## Material provided

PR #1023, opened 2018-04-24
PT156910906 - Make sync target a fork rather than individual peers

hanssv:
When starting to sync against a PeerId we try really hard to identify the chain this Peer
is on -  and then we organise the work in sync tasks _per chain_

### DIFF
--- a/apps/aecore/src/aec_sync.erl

* * *

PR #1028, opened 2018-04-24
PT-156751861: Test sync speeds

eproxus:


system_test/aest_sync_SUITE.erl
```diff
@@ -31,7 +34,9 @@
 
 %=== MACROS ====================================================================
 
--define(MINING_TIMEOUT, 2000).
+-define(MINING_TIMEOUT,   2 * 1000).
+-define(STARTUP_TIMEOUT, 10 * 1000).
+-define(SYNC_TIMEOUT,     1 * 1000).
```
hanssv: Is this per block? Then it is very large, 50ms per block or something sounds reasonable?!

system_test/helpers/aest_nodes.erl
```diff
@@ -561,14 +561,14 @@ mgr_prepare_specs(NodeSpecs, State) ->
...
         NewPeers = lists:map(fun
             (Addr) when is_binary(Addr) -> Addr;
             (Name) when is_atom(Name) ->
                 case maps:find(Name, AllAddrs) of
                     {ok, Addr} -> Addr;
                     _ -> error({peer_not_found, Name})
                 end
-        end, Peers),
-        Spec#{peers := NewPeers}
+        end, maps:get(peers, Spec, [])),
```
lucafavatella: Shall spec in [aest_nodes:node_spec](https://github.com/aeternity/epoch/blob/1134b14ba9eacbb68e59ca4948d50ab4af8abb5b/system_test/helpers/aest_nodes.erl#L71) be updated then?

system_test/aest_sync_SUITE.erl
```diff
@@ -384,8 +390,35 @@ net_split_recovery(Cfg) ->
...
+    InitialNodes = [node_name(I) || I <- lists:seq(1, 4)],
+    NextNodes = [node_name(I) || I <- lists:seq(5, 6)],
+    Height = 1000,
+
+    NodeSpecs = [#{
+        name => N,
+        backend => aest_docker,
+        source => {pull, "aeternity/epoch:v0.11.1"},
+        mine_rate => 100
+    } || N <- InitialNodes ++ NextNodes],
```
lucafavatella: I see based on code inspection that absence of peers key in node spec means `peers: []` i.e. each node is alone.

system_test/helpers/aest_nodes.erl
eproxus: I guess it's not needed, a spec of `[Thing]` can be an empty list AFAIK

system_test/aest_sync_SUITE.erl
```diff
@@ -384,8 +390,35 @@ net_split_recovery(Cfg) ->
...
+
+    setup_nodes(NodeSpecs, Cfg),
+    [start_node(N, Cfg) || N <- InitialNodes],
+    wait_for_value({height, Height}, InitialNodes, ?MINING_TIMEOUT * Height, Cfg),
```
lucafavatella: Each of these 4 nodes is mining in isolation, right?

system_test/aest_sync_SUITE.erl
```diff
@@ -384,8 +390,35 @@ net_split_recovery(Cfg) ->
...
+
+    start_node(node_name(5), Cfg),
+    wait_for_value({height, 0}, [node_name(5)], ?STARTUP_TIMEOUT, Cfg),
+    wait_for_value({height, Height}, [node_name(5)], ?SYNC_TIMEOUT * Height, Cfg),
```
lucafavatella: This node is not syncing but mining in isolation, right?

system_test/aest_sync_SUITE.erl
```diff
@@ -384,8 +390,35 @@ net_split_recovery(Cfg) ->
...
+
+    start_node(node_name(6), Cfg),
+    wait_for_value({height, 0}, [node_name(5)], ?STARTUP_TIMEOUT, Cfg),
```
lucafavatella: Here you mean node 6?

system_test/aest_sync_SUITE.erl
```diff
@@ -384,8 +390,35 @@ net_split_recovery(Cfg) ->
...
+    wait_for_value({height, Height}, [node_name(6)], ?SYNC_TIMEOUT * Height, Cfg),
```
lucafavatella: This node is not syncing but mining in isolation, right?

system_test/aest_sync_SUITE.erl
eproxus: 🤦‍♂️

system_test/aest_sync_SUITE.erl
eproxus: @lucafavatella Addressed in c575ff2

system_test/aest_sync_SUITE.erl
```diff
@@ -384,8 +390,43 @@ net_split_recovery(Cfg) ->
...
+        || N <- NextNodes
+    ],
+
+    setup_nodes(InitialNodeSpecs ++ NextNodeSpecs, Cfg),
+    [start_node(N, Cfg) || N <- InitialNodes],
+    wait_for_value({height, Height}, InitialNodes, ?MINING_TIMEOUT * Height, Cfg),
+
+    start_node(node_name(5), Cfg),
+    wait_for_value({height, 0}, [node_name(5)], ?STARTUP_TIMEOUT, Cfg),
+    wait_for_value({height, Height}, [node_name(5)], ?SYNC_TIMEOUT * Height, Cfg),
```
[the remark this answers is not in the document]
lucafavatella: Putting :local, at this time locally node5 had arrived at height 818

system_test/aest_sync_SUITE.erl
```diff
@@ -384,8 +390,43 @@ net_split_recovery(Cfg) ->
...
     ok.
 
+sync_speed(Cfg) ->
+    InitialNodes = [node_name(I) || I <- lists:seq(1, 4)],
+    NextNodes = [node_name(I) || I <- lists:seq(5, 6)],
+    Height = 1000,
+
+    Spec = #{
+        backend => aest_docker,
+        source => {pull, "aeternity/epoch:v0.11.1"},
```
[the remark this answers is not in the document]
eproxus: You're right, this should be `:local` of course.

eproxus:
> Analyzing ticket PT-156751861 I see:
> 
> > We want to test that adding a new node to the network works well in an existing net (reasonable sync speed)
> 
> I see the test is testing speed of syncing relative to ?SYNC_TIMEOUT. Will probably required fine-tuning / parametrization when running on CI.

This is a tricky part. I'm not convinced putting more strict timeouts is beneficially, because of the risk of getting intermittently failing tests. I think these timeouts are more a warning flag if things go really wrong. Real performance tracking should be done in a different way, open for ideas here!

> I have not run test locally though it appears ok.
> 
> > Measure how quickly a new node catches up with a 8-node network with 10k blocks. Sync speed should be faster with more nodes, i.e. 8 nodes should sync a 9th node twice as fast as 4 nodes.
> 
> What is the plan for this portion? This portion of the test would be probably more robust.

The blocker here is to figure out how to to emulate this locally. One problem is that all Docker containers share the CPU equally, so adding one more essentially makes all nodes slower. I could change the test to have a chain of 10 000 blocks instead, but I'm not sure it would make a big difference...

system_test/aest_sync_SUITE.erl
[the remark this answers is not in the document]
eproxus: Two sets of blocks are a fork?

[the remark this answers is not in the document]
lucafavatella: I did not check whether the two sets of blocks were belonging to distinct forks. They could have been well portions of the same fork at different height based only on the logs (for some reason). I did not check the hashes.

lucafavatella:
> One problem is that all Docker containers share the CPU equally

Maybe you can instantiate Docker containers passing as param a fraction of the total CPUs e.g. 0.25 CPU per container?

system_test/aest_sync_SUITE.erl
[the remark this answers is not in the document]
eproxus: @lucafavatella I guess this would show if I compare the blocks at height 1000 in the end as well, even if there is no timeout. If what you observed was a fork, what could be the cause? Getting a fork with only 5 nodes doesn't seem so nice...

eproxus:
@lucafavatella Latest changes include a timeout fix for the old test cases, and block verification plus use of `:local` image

==

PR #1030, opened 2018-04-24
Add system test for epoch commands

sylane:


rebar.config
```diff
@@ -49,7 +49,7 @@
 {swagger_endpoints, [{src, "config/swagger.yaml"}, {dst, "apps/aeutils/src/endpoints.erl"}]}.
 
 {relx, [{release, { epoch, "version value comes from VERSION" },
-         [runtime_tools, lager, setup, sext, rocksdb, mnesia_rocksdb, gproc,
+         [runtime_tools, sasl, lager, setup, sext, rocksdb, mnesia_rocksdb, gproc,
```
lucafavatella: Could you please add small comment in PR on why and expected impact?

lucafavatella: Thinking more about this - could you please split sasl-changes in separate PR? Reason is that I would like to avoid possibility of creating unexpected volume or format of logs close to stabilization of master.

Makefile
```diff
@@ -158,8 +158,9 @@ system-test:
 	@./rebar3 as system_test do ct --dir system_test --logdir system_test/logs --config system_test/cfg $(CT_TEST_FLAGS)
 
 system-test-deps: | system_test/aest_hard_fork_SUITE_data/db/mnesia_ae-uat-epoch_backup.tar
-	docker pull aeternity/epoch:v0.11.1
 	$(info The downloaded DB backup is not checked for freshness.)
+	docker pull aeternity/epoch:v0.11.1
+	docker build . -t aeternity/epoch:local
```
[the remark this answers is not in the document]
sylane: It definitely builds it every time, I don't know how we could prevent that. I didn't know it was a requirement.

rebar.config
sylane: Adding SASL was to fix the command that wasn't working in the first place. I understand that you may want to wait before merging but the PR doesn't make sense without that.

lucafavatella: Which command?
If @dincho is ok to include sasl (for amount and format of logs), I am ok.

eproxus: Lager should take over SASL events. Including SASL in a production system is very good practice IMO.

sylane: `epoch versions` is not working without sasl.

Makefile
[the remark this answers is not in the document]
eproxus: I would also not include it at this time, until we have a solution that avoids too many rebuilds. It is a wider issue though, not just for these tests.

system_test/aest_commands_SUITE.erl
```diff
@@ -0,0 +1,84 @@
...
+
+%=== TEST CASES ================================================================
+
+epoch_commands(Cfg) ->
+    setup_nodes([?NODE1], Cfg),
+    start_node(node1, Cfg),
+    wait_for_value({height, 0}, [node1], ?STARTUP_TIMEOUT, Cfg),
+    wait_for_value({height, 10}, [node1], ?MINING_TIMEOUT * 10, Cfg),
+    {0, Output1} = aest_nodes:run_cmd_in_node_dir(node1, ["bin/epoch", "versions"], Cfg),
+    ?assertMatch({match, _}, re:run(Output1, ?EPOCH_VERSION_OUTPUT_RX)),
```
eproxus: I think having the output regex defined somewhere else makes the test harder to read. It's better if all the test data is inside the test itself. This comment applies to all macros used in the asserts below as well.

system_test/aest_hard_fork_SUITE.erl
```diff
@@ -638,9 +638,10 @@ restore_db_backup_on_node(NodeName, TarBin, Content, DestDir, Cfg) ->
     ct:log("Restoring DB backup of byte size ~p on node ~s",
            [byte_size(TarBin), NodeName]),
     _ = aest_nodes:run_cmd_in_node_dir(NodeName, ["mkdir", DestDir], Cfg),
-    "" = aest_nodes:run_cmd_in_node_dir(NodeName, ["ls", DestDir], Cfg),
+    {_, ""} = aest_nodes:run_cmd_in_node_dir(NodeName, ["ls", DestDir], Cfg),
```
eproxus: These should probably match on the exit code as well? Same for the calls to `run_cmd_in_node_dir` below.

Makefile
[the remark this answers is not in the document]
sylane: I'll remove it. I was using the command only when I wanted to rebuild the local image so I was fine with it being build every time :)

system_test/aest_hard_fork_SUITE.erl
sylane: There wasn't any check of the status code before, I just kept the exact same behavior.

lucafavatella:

## The task
The answer is the run of lines above from the line containing "PR #1023, opened 2018-04-24" through the line containing "--- a/apps/aecore/src/aec_sync.erl", copied exactly and alone.

## Reply to the exercise
PR #1023, opened 2018-04-24
PT156910906 - Make sync target a fork rather than individual peers

hanssv:
When starting to sync against a PeerId we try really hard to identify the chain this Peer
is on -  and then we organise the work in sync tasks _per chain_

### DIFF
--- a/apps/aecore/src/aec_sync.erl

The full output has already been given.